===== SUPPLIED RECORDS

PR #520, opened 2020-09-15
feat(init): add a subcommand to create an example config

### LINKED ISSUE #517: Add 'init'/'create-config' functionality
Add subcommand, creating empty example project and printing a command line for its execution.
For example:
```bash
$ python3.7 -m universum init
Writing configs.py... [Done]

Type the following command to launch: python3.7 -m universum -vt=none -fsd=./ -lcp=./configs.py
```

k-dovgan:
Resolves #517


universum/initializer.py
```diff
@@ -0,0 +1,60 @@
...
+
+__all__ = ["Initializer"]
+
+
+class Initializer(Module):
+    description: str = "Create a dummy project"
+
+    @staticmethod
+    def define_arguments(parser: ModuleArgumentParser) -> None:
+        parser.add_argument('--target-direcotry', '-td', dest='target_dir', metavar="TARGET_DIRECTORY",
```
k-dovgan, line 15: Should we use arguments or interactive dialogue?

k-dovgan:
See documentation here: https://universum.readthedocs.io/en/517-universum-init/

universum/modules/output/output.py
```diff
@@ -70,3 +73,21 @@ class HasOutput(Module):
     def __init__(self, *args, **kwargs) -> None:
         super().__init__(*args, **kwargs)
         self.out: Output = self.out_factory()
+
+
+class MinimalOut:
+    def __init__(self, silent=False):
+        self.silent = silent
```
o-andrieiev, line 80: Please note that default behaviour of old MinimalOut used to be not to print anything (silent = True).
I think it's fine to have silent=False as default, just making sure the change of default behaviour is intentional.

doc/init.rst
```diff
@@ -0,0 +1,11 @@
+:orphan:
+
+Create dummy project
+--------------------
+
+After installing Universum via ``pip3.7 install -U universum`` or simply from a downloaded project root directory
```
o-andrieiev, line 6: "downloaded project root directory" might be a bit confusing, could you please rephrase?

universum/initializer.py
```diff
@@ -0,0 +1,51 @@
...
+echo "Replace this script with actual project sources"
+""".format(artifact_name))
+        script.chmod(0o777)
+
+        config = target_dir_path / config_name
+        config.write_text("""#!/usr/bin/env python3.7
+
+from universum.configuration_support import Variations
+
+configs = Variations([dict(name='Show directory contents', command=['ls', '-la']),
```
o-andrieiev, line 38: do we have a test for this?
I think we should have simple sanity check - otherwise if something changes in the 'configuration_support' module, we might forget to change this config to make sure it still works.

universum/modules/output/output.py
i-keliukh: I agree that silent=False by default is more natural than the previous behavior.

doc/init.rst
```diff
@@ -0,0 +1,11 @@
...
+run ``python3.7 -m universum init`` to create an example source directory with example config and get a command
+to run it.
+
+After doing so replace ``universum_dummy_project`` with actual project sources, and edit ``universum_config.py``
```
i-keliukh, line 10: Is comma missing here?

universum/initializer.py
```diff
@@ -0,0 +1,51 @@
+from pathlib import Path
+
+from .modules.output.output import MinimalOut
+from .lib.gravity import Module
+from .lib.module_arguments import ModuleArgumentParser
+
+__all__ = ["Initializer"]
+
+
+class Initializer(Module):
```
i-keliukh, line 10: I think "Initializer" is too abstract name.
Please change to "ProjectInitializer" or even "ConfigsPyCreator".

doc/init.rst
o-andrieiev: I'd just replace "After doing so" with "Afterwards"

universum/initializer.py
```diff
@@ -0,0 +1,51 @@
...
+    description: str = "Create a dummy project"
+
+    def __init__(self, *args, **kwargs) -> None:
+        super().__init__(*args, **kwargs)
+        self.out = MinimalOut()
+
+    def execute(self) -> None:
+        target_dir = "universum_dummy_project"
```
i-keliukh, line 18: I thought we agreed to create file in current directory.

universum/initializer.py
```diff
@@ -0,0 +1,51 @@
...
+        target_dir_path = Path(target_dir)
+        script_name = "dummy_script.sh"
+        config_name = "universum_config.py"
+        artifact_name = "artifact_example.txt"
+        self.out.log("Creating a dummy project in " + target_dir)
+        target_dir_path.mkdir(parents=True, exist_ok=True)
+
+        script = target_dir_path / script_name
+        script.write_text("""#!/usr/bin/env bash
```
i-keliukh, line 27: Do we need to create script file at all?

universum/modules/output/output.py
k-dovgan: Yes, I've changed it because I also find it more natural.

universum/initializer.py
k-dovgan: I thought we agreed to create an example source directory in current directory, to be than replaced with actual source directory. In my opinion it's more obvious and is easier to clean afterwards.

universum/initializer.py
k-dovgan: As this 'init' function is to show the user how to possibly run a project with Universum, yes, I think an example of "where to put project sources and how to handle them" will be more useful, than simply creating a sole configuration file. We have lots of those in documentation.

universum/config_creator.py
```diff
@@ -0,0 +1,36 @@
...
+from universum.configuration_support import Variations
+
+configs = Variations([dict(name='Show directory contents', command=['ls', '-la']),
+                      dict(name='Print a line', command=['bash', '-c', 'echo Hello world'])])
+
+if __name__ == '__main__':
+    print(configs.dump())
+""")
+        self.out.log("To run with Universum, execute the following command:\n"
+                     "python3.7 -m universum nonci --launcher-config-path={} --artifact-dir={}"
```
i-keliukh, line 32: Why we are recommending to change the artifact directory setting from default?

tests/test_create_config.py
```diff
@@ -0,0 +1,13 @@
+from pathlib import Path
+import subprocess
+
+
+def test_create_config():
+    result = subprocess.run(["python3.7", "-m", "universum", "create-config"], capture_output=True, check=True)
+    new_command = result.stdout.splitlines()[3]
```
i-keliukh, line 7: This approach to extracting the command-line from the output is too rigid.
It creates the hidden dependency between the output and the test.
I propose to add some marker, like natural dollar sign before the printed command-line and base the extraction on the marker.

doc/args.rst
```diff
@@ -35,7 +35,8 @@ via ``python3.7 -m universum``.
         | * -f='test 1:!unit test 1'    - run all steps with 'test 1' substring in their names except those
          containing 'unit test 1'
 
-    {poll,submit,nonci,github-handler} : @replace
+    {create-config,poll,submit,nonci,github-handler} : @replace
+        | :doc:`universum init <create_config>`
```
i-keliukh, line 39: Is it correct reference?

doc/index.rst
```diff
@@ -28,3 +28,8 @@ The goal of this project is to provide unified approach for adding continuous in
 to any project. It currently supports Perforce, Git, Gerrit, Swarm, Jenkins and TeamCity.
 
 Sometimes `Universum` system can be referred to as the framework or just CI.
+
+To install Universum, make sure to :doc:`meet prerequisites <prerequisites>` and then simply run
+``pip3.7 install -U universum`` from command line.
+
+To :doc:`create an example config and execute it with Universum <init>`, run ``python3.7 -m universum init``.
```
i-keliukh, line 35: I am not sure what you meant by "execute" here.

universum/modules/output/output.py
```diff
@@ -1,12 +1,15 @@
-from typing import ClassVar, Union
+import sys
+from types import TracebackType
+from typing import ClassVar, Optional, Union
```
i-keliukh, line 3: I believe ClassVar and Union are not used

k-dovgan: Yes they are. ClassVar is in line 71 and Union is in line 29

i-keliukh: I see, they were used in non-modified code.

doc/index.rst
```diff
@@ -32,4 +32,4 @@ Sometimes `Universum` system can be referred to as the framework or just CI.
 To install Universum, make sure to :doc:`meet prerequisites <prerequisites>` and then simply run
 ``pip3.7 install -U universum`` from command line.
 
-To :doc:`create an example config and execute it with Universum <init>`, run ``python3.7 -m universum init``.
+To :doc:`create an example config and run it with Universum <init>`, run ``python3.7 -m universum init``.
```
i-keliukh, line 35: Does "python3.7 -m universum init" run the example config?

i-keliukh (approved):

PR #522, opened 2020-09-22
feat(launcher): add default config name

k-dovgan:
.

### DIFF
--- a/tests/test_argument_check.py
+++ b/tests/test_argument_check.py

==========
===== SUPPLIED RECORDS

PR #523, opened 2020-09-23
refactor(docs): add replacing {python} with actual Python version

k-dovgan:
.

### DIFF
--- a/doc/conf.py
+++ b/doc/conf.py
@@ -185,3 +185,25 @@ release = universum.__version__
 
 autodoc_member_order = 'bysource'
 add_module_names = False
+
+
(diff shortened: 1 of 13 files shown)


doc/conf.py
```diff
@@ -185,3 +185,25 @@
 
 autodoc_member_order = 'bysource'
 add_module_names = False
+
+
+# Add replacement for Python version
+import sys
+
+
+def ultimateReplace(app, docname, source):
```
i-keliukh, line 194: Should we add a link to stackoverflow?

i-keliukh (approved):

==========
===== SUPPLIED RECORDS

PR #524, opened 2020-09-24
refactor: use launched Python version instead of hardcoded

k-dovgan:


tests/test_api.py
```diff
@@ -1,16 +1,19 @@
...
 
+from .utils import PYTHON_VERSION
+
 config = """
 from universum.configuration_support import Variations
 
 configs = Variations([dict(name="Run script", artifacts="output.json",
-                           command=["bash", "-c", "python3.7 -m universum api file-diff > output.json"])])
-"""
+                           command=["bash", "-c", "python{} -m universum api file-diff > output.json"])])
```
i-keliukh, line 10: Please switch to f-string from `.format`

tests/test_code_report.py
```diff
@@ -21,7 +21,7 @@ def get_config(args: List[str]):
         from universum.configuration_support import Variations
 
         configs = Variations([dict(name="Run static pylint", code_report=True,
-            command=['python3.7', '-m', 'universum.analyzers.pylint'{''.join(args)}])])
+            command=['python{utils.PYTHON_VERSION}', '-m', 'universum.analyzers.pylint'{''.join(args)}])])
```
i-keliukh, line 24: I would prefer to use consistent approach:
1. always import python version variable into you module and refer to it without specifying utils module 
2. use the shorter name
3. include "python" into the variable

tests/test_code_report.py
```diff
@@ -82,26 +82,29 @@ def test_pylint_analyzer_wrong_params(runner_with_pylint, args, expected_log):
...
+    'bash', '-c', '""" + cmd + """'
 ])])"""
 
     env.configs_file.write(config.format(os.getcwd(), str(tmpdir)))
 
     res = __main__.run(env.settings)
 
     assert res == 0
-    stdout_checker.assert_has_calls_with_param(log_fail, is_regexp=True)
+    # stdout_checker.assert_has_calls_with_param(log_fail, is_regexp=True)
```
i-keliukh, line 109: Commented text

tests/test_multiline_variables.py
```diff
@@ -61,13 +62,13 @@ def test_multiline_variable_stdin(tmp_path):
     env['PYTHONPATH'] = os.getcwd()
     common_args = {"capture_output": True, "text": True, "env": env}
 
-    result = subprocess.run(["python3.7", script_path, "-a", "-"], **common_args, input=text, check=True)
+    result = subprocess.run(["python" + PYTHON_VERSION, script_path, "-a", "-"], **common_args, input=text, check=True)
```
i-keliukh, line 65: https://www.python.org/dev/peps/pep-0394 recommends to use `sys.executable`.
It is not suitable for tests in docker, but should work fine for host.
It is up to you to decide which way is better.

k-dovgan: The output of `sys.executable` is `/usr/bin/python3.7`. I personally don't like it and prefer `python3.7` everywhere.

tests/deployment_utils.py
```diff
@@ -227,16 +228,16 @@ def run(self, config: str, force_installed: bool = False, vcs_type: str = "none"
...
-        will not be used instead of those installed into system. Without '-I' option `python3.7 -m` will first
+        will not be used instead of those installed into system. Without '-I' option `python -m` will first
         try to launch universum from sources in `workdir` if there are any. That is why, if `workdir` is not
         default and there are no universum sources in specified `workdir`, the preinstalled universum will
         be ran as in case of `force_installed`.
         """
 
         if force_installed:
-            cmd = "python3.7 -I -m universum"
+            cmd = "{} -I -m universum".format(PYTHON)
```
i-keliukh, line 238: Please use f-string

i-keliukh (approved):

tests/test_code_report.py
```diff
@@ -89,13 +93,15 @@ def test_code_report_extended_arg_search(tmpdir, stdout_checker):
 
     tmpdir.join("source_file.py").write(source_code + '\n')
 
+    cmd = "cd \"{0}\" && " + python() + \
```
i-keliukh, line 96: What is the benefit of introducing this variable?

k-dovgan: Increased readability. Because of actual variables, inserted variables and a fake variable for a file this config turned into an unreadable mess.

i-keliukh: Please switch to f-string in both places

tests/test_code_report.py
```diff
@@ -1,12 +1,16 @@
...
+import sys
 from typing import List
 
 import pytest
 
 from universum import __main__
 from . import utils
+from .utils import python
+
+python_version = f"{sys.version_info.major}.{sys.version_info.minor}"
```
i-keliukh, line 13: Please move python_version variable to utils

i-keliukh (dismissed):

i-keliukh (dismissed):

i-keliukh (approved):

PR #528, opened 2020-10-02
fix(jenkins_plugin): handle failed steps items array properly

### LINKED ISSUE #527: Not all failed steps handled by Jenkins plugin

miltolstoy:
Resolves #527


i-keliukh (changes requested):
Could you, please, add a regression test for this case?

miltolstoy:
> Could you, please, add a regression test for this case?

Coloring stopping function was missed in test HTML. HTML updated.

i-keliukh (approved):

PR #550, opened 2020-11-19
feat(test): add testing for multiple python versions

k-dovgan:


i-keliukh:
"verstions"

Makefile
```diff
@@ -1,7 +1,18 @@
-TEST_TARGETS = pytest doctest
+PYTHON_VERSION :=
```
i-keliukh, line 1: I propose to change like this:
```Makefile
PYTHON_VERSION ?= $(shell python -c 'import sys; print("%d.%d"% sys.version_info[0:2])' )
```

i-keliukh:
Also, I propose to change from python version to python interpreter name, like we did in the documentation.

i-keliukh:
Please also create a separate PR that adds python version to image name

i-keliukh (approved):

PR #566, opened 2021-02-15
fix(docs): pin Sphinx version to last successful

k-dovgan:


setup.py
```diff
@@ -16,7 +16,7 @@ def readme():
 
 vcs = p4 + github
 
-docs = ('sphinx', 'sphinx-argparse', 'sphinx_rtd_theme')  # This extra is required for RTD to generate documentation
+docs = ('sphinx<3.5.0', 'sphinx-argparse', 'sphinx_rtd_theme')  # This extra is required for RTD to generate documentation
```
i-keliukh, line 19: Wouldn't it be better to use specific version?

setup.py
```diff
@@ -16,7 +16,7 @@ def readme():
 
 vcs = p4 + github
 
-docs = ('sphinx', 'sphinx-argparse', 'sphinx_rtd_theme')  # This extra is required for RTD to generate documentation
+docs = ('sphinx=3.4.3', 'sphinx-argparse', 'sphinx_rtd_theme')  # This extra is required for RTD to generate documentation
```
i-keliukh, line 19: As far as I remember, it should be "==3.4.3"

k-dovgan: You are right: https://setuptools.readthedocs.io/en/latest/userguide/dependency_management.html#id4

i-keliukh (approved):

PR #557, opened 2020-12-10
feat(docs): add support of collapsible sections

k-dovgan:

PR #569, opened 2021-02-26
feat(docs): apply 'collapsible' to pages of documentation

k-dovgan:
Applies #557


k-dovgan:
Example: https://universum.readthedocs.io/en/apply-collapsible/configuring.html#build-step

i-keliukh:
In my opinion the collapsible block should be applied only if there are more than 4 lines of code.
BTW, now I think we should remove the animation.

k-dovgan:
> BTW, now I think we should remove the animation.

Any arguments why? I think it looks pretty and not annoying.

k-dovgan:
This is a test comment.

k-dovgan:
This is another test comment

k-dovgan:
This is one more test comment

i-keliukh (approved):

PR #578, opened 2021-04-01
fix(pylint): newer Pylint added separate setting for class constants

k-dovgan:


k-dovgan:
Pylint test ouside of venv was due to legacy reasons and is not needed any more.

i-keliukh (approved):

==========

* [TASK ITEM]
Above are the records; copy every line in them that holds the word "propose".

* [WRITTEN ANSWER]
I propose to add some marker, like natural dollar sign before the printed command-line and base the extraction on the marker.
i-keliukh, line 1: I propose to change like this:
Also, I propose to change from python version to python interpreter name, like we did in the documentation.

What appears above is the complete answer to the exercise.